On March 10, 2025, California Attorney General Rob Bonta announced an investigative sweep targeting the location data industry, emphasizing compliance with the California Consumer Privacy Act (CCPA). This announcement follows the California legislature proposing a bill that, if passed, would impose restrictions on the collection and use of geolocation data.

Of course, concerns about geolocation tracking are not limited to California.

In California, the Attorney General’s investigation involved sending letters to advertising networks, mobile app providers, and data brokers that appear to the Attorney General to be in violation of the CCPA. These letters notify recipients of potential violations and request additional information regarding their business practices. The focus is on how businesses offer and effectuate consumers’ rights to stop the sale and sharing of personal information and to limit the use of sensitive personal information, including geolocation data.

To avoid enforcement actions, businesses in the location data industry must ensure compliance with the CCPA.

1. Understand Consumer Rights: The CCPA grants California consumers several rights, including the right to know what personal information is being collected, the right to opt out of the sale or sharing of their personal information, and the right to delete their personal information. Because precise geolocation data is “sensitive personal information” under the CCPA, consumer rights also include the right to limit the use or disclosure of such information.

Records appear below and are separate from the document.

PR #3403, opened 2026-07-23
ci: opt-in compile/execute split for npu-xrt tests (pilot/RFC)

atassis:
> [!WARNING]
> **DO NOT MERGE AS-IS.** This draft carries a *temporary* validation harness
> (`.github/workflows/zz-experiment-split-validate.yml` + `.github/workflows/scripts/{split,cache}_experiment.sh`)
> whose only job is to gather Chess correctness/timing on a Chess-capable runner. It triggers on
> `pull_request` and runs on the self-hosted device runners, so if this PR were merged unremoved it would
> become a **permanent second per-PR device build on the capacity-1 runners** -- the exact opposite of this
> PR's aim. It must be deleted before the split is finalized. Only the lit split below is proposed for review;
> the harness is evidence-gathering scaffolding.

## Problem

The on-device `check-aie` phase is the biggest CI sink, and it is almost entirely compilation. On a
serialized `npu-xrt` test I measured device-side work at ~20 ms (device open dominates; pure NPU dispatch
0.39 ms) versus ~2.1 s of Peano compile for a one-kernel test and 26-77 s for Chess tests. So the
capacity-1 `npu-xrt` lane spends ~99% of its wall time compiling, which never touches the device.

## Change (opt-in, off by default)

Let a converted `npu-xrt` test run its compilation in a parallel, no-device phase and keep only the device
execution in the capacity-1 `npu-xrt` group. `AIE_NPU_SPLIT` selects the phase:

- unset (default): both substitutions expand to nothing, so behaviour is unchanged.
- `compile`: run the build lines (`%npu_build%`), skip the device run (`%npu_run%` becomes `:`); the test
  is ungrouped so builds run at `-jN`.
- `execute`: skip the build, run only the device lines against the compile phase's persisted `%t`
  artifacts; the test stays in the capacity-1 `npu-xrt` group.

CI would run the split subset as two passes: `AIE_NPU_SPLIT=compile lit ...` then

Businesses must clearly communicate these rights to consumers (which includes employees).
2. Implement Opt-Out/Limitation Mechanisms: As noted, businesses must provide consumers with the ability to opt out of the sale and sharing of their personal information, and to limit the use or disclosure of sensitive personal information. This includes implementing clear and accessible opt-out/limitation request mechanisms on websites and mobile apps. Once a consumer opts out, businesses cannot sell or share their personal information unless they receive authorization to do so again.
3. Transparency and Accountability: Businesses must be transparent about their data collection and disclosure practices. This includes providing detailed privacy policies that explain what data is collected, how it is used, and the categories of third parties to whom it is disclosed. Additionally, businesses should be prepared to respond to inquiries from the Attorney General’s office and provide documentation of their compliance efforts.